▶ YOUR ASSIGNMENT:
Please write out, exactly as they appear, the line containing "## Testing instructions" and every line after it to the end of the records, and nothing more.

··· EXERCISE DATA ···

PR #208, opened 2024-05-31
chore: remove unused backends `DS-960`

BryanttV:
## Description
This PR removes unused backends.

## Testing instructions

Using **Tutor**:

1. Install the plugin with these changes.
2. Test the functionality of the plugin. Everything should work correctly,

## Checklist for Merge

- [ ] Updated documentation
- [ ] Rebased master/main
- [ ] Squashed commits


mariajgrimaldi:
We need to update the compatibility notes to remove the deleted backend in the ironwood notes: https://github.com/eduNEXT/eox-tenant/blob/master/README.rst#compatibility-notes. Also, could you improve the formatting in the compatibility notes table? Thanks!

BryanttV:
Hi @mariajgrimaldi, thanks for the review.

> We need to update the compatibility notes to remove the deleted backend in the ironwood notes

···

▶ EXERCISE OUTPUT:
## Testing instructions

Using **Tutor**:

1. Install the plugin with these changes.
2. Test the functionality of the plugin. Everything should work correctly,

## Checklist for Merge

- [ ] Updated documentation
- [ ] Rebased master/main
- [ ] Squashed commits


mariajgrimaldi:
We need to update the compatibility notes to remove the deleted backend in the ironwood notes: https://github.com/eduNEXT/eox-tenant/blob/master/README.rst#compatibility-notes. Also, could you improve the formatting in the compatibility notes table? Thanks!

BryanttV:
Hi @mariajgrimaldi, thanks for the review.

> We need to update the compatibility notes to remove the deleted backend in the ironwood notes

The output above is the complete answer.